The polarization insensitivity is investigated for various oblique angles. Figure 8 depicts the results for both the TE-mode (as shown in Figure 8a–c) and TM-mode (as shown in Figure 8d–f) with incident angles of 20°, 30°, and 40°, respectively. The bandwidth-absorbing spectrum maintains a highly insensitive polarization until the angle of incidence is 30°, where the absorption spectra are slightly affected in the longer wavelength range while the polarization insensitivity is impossible at 40 ° in the whole wavelength range of interest.

Furthermore, the geometric effects of the truncated pyramid resonators are also investigated in Figure 9. The influence of the pyramid height (h) on the absorption performance is shown in Figure 9a. The ideal value of h is around 140 nm to achieve the highest absorption efficiency over the broad bandwidth as in the marked range. The absorption efficiency decreases significantly with the decrease or increase in h due to the relevant lossy cavity. As depicted in Figure 9b, the ratio of the pyramid (i.e., W_i/W_o) is a function of the lower face (W_o) of the pyramid. The effect of the upper face (W_i) and the lower face (W_o) of the pyramid is evaluated through the ratio W_i/W_o. Accordingly, the values of the ratio W_i/W_o to obtain an ideal average absorption as in the marked range are around 0.5 (i.e., W_i equal to 70 nm) and 140 nm, respectively. The change in W_i/W_o results in the change in the filling factor of the structure, which is related to the SPP resonances affecting the absorption performance.

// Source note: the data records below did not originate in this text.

PR #1030, opened 2024-04-06
Updated to Pydantic 2 (superset of Jason's)

prescod:
Obsoletes #1018


prescod:
@jstvz 

The current test failure is because CCI is on Pydantic 1 while Snowfakery is on Pydantic 2.

Do you want to:

a) upgrade CCI and Snowfakery to Pydantic 2 in a single coordinated release or

b) support Pydantic 1 and 2 simultaneously in Snowfakery so that they can upgrade in a staggered manner?

prescod:
Obviously b) involves ugly cruft that will need to be removed eventually.

jstvz:
> @jstvz
> 
> The current test failure is because CCI is on Pydantic 1 while Snowfakery is on Pydantic 2.
> 
> Do you want to:
> 
> a) upgrade CCI and Snowfakery to Pydantic 2 in a single coordinated release or
> 
> b) support Pydantic 1 and 2 simultaneously in Snowfakery so that they can upgrade in a staggered manner?

Option (a) is my preference.

prescod:
@jstvz . Okay, ping me when the time comes if there are challenges on the Snowfakery side. It actually doesn’t thave a lot of Pydantic stuff in it and arguably what it does have should move to the CCI repo because it relates to CCI.

kwendel:
Is there any progress on this PR? We are using snowfakery in our project and would love to update it to pydantic V2 like our other dependencies.

I would be willing to help if that is possible

jstvz:
@kwendel Thanks for the reminder. This PR is currently blocked by a dependency on CumulusCI, which also needs a Pydantic V2 upgrade. I'm bumping the priority with the team internally and will update you here.

PR #1031, opened 2024-04-06
Let mkdocs float

prescod:
Switch to the latest mkdocs and let the version float in the future.


mkdocs.yml
```diff
@@ -1,8 +1,9 @@
 site_name: Snowfakery documentation
 site_url: ""
 use_directory_urls: False
-theme: readthedocs
-custom_dir: custom_theme
+theme:
+  name: readthedocs
+  custom_dir: custom_theme
```
jstvz, line 6: `ERROR   -  Config value 'theme': The path set in custom_dir ('custom_theme') does not exist.`

```suggestion
```

jstvz (changes requested):

jstvz (approved):

PR #1032, opened 2024-04-06
Let SQLAlchemy float

prescod:
Let SQL Alchemy version float to 2.0.

I've smoke tested against 2.0

Mostly the changes are about resource management. Lots of introduction of context managers.

Also a few assertions to make type checker happy.


prescod:
@jstvz I think this is ready for review now. The tests are probably fixed.

jstvz (approved):

PR #1093, opened 2024-11-15
Update ReadTheDocs configuration

jstvz:
- update to Ubuntu 22.04 and Python 3.12,
- add uv setup and mkdocs build commands.


mgrandhi (approved):
LGTM

PR #756, opened 2020-05-12
d/control: Don't build-depend on pandoc on i386

cpaelzer:
Ubuntu `i386` no more has `pandoc` and would stall on build dependencies.
This was done as an emergency unblock late in the 20.04 cycle,
but it turned out that `i386` still gets all the man pages that pandoc
would convert properly installed.
See [amd64](https://launchpadlibrarian.net/466565153/buildlog_ubuntu-focal-amd64.rdma-core_28.0-1ubuntu1_BUILDING.txt.gz) with pandoc vs [i386](https://launchpadlibrarian.net/466565266/buildlog_ubuntu-focal-i386.rdma-core_28.0-1ubuntu1_BUILDING.txt.gz) (without pandoc) and as an example
the man page `ibv_resize_cq.3`.

There are other options like dropping pandoc completely on all architectures if it really isn't needed.
Other man pages for actual binaries seem to use rst2man, we could also consider pushing all those that use pandoc into a arch-neutral doc package maybe?

TL;DR: Anything that helps to get rid of the pandoc dependency on i386 will help Ubuntu :-)
Let me know what you think and what you'd prefer.


jgunthorpe:
Technically this is against Debian policy as source packages are supposed to rebuild from source. To avoid the pandoc (and rst2man!) dependency the official source tar.gz include pre-built man pages that were generated from the original sources as part of the CI.

I don't have any notion on what to replace pandoc with - we selected it because it uses Markdown as an input which makes all the man page text viewable natively on github. The rst versions of the man pages are a hold over that can't be converted to markdown..

cpaelzer:
md -> man seems to be a bad topic for keeping dependencies small.

 - `pandoc` has only a few deps, but doesn't exist on Ubuntu i386
 - `ronn` brings in plenty of ruby which we have an issue as well
 - `marked-man` is similar again but with nodejs this time

It is a mess, I agree that per policy things need to be regenerated from source.
I haven't found a great alternative yet :-/

cpaelzer:
It might come down to a -doc package or such that can be build arch-neutral and dependent on by the -dev currently carrying the man pages that are generated via pandoc.
But before I go down that route I'd want to know what you'd think about it first.

jgunthorpe:
It seems reasonable to have a doc package @bdrung ?

cpaelzer:
As of today we have these packages containing man pages rendered with pandoc:
- infiniband-diags: `check_lft_balance dump_fts ibaddr ibcacheedit ibccconfig ibccquery ibfindnodesusing ibhosts ibidsverify iblinkinfo ibnetdiscover ibnodes ibping ibportstate ibqueryerrors ibroute ibrouters ibrouters ibstat ibstatus ibstatus ibswitches ibsysstat ibtracert infiniband-diags perfquery saquery sminfo smpdump smpquery vendstat`
- libibumad-dev: `umad_init`
- libibverbs-dev: `efadv_create_driver_qp efadv_create_driver_qp ibv_advise_mr ibv_alloc_null_mr ibv_attach_counters_point_flow ibv_attach_mcast ibv_create_counters ibv_create_flow_action ibv_event_type_str ibv_fork_init ibv_get_device_guid ibv_get_device_list ibv_get_device_name ibv_get_pkey_index ibv_get_srq_num ibv_inc_rkey ibv_query_gid ibv_query_pkey ibv_rate_to_mbps ibv_rate_to_mult ibv_read_counters ibv_req_notify_cq ibv_rereg_mr ibv_resize_cq ibv_wr_post efadv`
- libibverbs-dev also contains all the generated names e.g. _mldv_devx_subscribe_devx_event_ becoming _mlx5dv_devx_subscribe_devx_event_: `mldv_set_context_attr mldv_create_qp mldv_create_flow_action_modify_header mldv_alloc_dm mldv_devx_create_cmd_comp mldv_create_cq mldv_create_flow_matcher mldv_flow_action_esp mldv_open_device mldv_create_mkey mldv_create_flow mldv_create_flow_action_packet_reformat mldv_devx_alloc_uar mldv_dr_flow mldv_devx_obj_create mldv_devx_qp_modify mldv_alloc_var mldv_devx_umem_reg mldv_devx_subscribe_devx_event mldv_is_supported mldv_dump mldv_devx_query_eqn mldv_wr_post mldv_devx_get_event mldv_devx_create_event_channel`
- librdmacm-dev: `rdma_establish, rdma_init_qp_attr`

To move all these into a a single -doc package seems wrong to me :-/
We'd not want to group all of them, and having 4 more -doc packages seems like a nasty workaround as well.

But I also agree that the simpler approach I already suggested with the PR (to not re-render them on i386) would violate the policy to build everything from source.

There must be a better way out, but I'm not seeing it yet...

TBH since Ubuntu dropped most of i386 already, the only dependency left on that arch is openmpi:
```
$ reverse-depends --release=groovy --arch=i386  src:rdma-core
Reverse-Depends
* libopenmpi-dev                (for libibverbs-dev)
```

But right now (for groovy) neither `openmpi` nor `rdma-core` are part of the i386 build white-list.
So maybe I can just sync the most recent version of rdma-core.
It will then -not- build on i386 since it is missing in the whitelist and therefore should not trigger a problem?

I'm a bit unsure on that, but it won't be solved by this PR for now. I'm closing the PR but might refer to this post in some mails I have to write ...

Thanks for the discussion.

bdrung:
I agree with what @cpaelzer concluded: Moving the man pages into a single -doc package looks ugly and having 4 more -doc packages is an overkill and dirty workaround. I see no clean way to get rid of the pandoc dependency on build. Moving away from pandoc is not feasible as well. So I agree with closing this ticket.

PR #757, opened 2020-05-14
pyverbs: Support ODP MR prefetch

EdwardSro:
This series adds pyverbs support for advising MR.
It also includes a simple ODP MR prefetch test.


rleon:
Please rebase

PR #761, opened 2020-05-24
pyverbs: Extend RDMACM support and tests

EdwardSro:
This series brings more support and tests for RDMACM into Pyverbs,
including UDP and multicast traffic.
It includes some other extensions and fixes that are necessary for the
sake of RDMACM extended support.


rleon:
merged manually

In addition, the absorption efficiency of pillars replacing the pyramid in the system is shown in a broadband spectrum (Figure S1 from Supporting Information).

4. Conclusions

In summary, we have designed a truncated-pyramid MA structure in the visible and infrared regions based on a periodically patterned metal–dielectric–metal structure. The absorber exhibits a near-perfect absorption with a magnitude of absorption of 98% over a broadband of 674 nm from 417 to 1091 nm, while a 232 nm bandwidth (from 822 to 1054 nm) with >99% absorption is also obtained at around 954 nm. The strong coupling of plasmonic resonances between metals enables the enhanced absorption bandwidth. The absorption levels maintain 98% at angles up to 40° for the TE-mode and 20° for the TM-mode. In addition, the structure can achieve broadband polarization-independent absorption, which is expected to be applied in many practical applications i.e., detection, imaging, sensing, and defense applications. In addition, the MA structure is a potential candidate for light-harvesting applications in the visible and infrared ranges both in terms of extreme magnitude and broadband.